_TASK DIRECTIONS_
Read the records beneath this task and copy every line that contains the string "gCurrentScriptList".

_DATA_
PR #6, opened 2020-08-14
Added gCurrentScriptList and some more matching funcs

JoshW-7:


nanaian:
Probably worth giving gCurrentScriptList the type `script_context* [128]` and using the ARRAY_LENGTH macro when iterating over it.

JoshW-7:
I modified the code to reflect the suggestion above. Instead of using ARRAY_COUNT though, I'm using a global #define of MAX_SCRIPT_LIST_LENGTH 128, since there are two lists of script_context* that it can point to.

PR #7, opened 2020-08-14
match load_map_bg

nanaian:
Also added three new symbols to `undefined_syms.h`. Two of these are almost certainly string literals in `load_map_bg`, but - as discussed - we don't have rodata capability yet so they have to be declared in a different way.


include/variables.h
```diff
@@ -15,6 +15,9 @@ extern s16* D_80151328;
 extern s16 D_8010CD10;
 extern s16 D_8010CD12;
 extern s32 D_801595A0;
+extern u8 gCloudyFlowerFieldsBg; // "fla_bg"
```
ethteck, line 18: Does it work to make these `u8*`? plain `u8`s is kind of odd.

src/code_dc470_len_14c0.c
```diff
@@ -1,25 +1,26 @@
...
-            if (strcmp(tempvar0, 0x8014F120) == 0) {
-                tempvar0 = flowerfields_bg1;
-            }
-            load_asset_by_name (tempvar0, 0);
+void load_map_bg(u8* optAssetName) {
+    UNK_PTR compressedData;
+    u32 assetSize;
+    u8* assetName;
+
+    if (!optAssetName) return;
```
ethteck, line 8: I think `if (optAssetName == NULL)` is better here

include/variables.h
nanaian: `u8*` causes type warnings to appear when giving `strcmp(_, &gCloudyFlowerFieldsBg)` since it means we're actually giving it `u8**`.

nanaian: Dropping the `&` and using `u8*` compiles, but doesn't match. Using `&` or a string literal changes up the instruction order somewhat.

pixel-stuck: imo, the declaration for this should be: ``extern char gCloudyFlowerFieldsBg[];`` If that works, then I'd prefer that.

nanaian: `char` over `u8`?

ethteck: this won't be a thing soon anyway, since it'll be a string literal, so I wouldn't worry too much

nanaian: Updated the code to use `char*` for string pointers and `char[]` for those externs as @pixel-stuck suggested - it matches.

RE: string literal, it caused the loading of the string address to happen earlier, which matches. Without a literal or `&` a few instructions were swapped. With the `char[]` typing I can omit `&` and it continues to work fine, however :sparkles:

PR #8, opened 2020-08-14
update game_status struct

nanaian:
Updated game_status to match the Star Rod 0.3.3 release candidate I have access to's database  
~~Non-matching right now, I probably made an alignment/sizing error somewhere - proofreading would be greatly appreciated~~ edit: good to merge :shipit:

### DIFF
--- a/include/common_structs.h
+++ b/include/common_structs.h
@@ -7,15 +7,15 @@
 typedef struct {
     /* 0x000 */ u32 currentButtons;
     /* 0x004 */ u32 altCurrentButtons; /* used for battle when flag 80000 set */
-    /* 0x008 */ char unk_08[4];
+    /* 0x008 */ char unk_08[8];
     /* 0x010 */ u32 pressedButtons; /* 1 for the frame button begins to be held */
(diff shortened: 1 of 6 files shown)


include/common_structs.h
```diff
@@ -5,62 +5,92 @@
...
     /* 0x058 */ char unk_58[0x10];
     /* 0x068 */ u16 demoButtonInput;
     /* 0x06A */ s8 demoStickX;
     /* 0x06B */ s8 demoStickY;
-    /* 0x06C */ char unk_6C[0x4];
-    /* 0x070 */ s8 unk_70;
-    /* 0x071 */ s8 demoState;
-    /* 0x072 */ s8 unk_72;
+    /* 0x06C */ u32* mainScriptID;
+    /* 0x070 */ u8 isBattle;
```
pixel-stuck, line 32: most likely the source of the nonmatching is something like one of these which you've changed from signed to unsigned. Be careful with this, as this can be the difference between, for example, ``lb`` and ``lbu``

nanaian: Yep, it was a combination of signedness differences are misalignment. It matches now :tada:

_TASK ANSWER_
Added gCurrentScriptList and some more matching funcs
Probably worth giving gCurrentScriptList the type `script_context* [128]` and using the ARRAY_LENGTH macro when iterating over it.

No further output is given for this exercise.